Saved data entries:
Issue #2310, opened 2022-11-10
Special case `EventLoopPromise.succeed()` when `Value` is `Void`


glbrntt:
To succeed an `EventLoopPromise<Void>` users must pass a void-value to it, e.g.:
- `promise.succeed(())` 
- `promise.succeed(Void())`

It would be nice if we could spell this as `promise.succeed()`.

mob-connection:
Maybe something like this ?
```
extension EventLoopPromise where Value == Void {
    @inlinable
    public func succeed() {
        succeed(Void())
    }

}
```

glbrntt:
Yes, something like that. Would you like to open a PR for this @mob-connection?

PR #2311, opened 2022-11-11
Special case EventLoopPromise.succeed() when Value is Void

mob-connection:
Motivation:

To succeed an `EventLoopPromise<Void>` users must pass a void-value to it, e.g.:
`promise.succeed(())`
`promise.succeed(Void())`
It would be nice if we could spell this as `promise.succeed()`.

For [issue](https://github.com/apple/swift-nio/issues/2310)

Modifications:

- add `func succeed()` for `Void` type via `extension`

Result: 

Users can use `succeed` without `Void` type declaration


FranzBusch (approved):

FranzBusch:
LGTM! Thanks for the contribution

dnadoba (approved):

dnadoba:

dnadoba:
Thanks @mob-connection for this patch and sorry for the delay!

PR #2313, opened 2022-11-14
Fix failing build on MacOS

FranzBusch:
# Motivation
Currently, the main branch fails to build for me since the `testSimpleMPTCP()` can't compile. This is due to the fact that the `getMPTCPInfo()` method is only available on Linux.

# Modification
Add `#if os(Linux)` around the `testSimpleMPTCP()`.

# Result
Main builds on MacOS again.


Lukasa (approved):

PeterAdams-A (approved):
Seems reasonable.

### EXERCISE DETAILS
If a line above holds the string "type", return it as it stands.

### ANSWER TO THIS PROBLEM
- add `func succeed()` for `Void` type via `extension`
Users can use `succeed` without `Void` type declaration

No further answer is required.